== Segment start ==
PR #6728, opened 2026-01-21
Document project roles, permissions, and eligibility criteria

gravitystorm:
The aim of this is both transparency around these roles, but also some support to contributors so that they know what's involved.

Most of this comes from things I've said previously during presentations (e.g. [SotM-EU 2023 - Maintaining OpenStreetMap.org](https://www.youtube.com/watch?v=99_ecrNOMPs)) and during individual issue and PR comment threads. But I think it's worth putting these down in writing in one place.

### DIFF
--- a/doc/ROLES.md
+++ b/doc/ROLES.md
@@ -1,0 +1,36 @@
+# Project Roles
+
+Everyone can contribute to the project. Everyone can create and comment on issues and pull requests, review PRs, and generally help out.
+
+There are only two roles that grant extra permissions to contributors, and those extra permissions are quite small.
+
+## Maintainers
+
+The primary goal of the group of maintainers is to ensure the long-term success of the project.
+
+This goal can be achieved by ensuring the project meets the needs of the mapping community, maintaining code quality, making it easy to contribute, and building the team of people involved in development.
+
+The additional permissions granted allow maintainers to:
+
+* Merge pull requests. Note that anyone can review PRs, not just maintainers. It's only the final merge that is restricted.
+* Approve Github Actions runs for first-time contributors
+* View and handle security reports
+* Grant roles to contributors. Nominations can be from contributors and/or current maintainers, and are discussed and agreed upon by the existing maintainers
== Segment end ==
ACTIVITY → Transcribe the listing above in full, word for word.

ANSWER →
PR #6728, opened 2026-01-21
Document project roles, permissions, and eligibility criteria

gravitystorm:
The aim of this is both transparency around these roles, but also some support to contributors so that they know what's involved.

Most of this comes from things I've said previously during presentations (e.g. [SotM-EU 2023 - Maintaining OpenStreetMap.org](https://www.youtube.com/watch?v=99_ecrNOMPs)) and during individual issue and PR comment threads. But I think it's worth putting these down in writing in one place.

### DIFF
--- a/doc/ROLES.md
+++ b/doc/ROLES.md
@@ -1,0 +1,36 @@
+# Project Roles
+
+Everyone can contribute to the project. Everyone can create and comment on issues and pull requests, review PRs, and generally help out.
+
+There are only two roles that grant extra permissions to contributors, and those extra permissions are quite small.
+
+## Maintainers
+
+The primary goal of the group of maintainers is to ensure the long-term success of the project.
+
+This goal can be achieved by ensuring the project meets the needs of the mapping community, maintaining code quality, making it easy to contribute, and building the team of people involved in development.
+
+The additional permissions granted allow maintainers to:
+
+* Merge pull requests. Note that anyone can review PRs, not just maintainers. It's only the final merge that is restricted.
+* Approve Github Actions runs for first-time contributors
+* View and handle security reports
+* Grant roles to contributors. Nominations can be from contributors and/or current maintainers, and are discussed and agreed upon by the existing maintainers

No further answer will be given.